# Womens nylon alternative



## selvan777 (Oct 9, 2009)

Other than using one, are there any other options to prevent fry from being sucked up in a HOB filtration system. 
One that would not restrict the water flow any more than the OM part.


----------



## beaslbob (May 29, 2009)

A sponge?


----------



## WhiteGloveAquatics (Sep 3, 2009)

I concur a sponge.


----------



## beaslbob (May 29, 2009)

*j/k*

How about fishnet?


----------



## jrodriguez (Jul 20, 2009)

The bad thing about a nylon legging is that they will wear out alot


----------



## WhiteGloveAquatics (Sep 3, 2009)

fishnets dont provide a buffer zone, suction can still get a fry with a sheer barrier like that.


----------



## little dutch (Sep 22, 2009)

The lack of a buffer zone with fishnets actually makes them pretty useless in my eyes. I lost a pretty expensive marine fish using the nylon trick.

As for the sponge thing, will any porous sponge work, or do they sell something special?
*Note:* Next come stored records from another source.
PR #5424, opened 2023-09-21
Bump commons-beanutils to 1.9.4 for every module/project

jkosternl:
Only the core bumped beanutils, while other modules where using old vulnerable versions still.

### DIFF
--- a/core/pom.xml
+++ b/core/pom.xml
@@ -968,11 +968,6 @@
 				<artifactId>jdom2</artifactId>
 				<version>2.0.6.1</version>
 			</dependency>
-			<dependency>
-				<groupId>commons-beanutils</groupId>
-				<artifactId>commons-beanutils</artifactId>
-				<version>1.9.4</version>
-			</dependency>
 		</dependencies>
 	</dependencyManagement>
 </project>
--- a/core/pom.xml
+++ b/core/pom.xml
@@ -955,19 +955,4 @@
 		</profile>
 	</profiles>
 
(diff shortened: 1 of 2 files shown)


tnleeuw (approved):

jkosternl:
> Why does the core project actually have a `<dependencyManagement>` section? Why is that not only in the parent POM?

The only reason I can think of, if there are specific module depedencies which you'd like to enforce only in that module. For all other situations, the parent pom is likely a better location.

nielsm5:
> Why does the core project actually have a `<dependencyManagement>` section? Why is that not only in the parent POM?

Staat in de code er boven:
`<!-- Lock transient dependency versions to fix CVE's -->`

jkosternl:
> > Why does the core project actually have a `<dependencyManagement>` section? Why is that not only in the parent POM?
> 
> Staat in de code er boven: `<!-- Lock transient dependency versions to fix CVE's -->`

Nee, @tnleeuw heeft gelijk. Dit is voor alle entries ook een probleem in andere modules. Ik ga ze verplaatsen.

nielsm5 (approved):

tnleeuw:
> > Why does the core project actually have a `<dependencyManagement>` section? Why is that not only in the parent POM?
> 
> Staat in de code er boven: `<!-- Lock transient dependency versions to fix CVE's -->`

Ja, maar waarom in core, niet in parent?

tnleeuw (approved):

PR #5430, opened 2023-09-21
Ability to suppress integrityCheck warnings globally

RayetSena:


nielsm5 (approved):
Oei, seems like in #1041 it was meant to be a global setting but looks like it wasn't tested properly...

tnleeuw (approved):

PR #5460, opened 2023-09-26
Allow unauthenticated OPTIONS requests

nielsm5:


tnleeuw (approved):
To be honest I have a hard time properly evaluating these changes for correctness from point of view of security. I do not know the APIs well enough for that and will need to study them.

I also feel we do not have proper tests for the security part, to actually verify that endpoints are secured correctly.

So I'm approving basically "on good faith".

jkosternl:
@nielsm5 Question: do authenticated OPTIONS request also (still?) work now?

nielsm5:
> @nielsm5 Question: do authenticated OPTIONS request also (still?) work now?

Yes, that behaviour hasn't changed. If you don't set the property you will have to authenticate regardless of the HTTP method used.

jkosternl (approved):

I have always been afraid of burning out the motor.


----------



## susankat (Nov 15, 2008)

I buy the large box of aquaclear sponge and cut it to the size that I need to cover the intake.


----------



## beaslbob (May 29, 2009)

little dutch said:


> The lack of a buffer zone with fishnets actually makes them pretty useless in my eyes.
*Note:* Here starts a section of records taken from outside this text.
PR #5461, opened 2023-09-26
Optimize CompactSaxHandler class for performance and memory usage

jkosternl:


tnleeuw (changes requested):

core/src/main/java/nl/nn/adapterframework/util/CompactSaxHandler.java
```diff
@@ -94,64 +94,100 @@ public void endElement(String uri, String localName, String qName) throws SAXExc
...
 		String lastElement = elements.get(lastIndex);
 
-		if (context != null
+		// Detection of MOVE_END token, while in sessionKeyFound state
+		int length = charDataBuilder.length();
+		if (state == MoveState.SESSION_KEY_FOUND && charDataBuilder.substring(length - 1, length).equals(VALUE_MOVE_END)) {
+			state = MoveState.STOPPED_REPLACING;
+		}
+
+		if (context != null && !startElement && state != MoveState.STOPPED_REPLACING
```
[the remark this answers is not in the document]
jkosternl: It is an optimization. This logic inside the if {} part, never needs to be performed if we're just starting with an element and no character data is received yet.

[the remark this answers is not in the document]
tnleeuw: The important part here being: no character data being received.

start/end element is not relevant here, in my opinion.

At startElement, we're calling this method to process character-data collected between that startElement, and the previous startElement.

core/src/test/java/nl/nn/adapterframework/util/CompactSaxHandlerTest.java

Fishnets on the proper woman are very good in my eyes.


> I lost a pretty expensive marine fish using the nylon trick.


ouch!!!!


> As for the sponge thing, will any porous sponge work, or do they sell something special? I have always been afraid of burning out the motor.


Use various pump intake sponges for like mag series pumps and larger ones my overflow. I think the larger ones are for pond filters. or overflow filters.

Most hardware/department store sponges are not porus enough.

I do have to rinse out the sponges all the time. But even with that the motor does seem to work well even if making some noise.

my .02


----------



## aspects (Feb 22, 2009)

you can buy a foam prefilter to fit over the intake. and theyre made for aquarium use, so you dont need to worry about it wearing out.

heres two of mine



















or you can use Lees Filter Saver Bag


----------



## BigandUgly (Sep 24, 2009)

Get one of those aquaclear sponge inserts. Get it wet and freeze it. Then you can use a drill to make a hole the same size as your filter inlet.


----------



## selvan777 (Oct 9, 2009)

I'm sure glad I asked cause I was going to cut one to fit INSIDE the intake.


----------



## darkroomdweller6 (May 8, 2008)

Frozen sponge. . . That's Brilliant. I usually end up in a battle with an exacto knife.


----------



## selvan777 (Oct 9, 2009)

What about just wrapping a thin single layer of sponge like the ones tied to the bottom of a bunch of anacharis?


----------



## ladyonyx (Apr 20, 2009)

BigandUgly, that frozen sponge idea is the best thing I've heard all week. Thanks!


----------



## James0816 (Jun 19, 2009)

I kinda like the freezing of the sponge idea. May just have to try that one next time.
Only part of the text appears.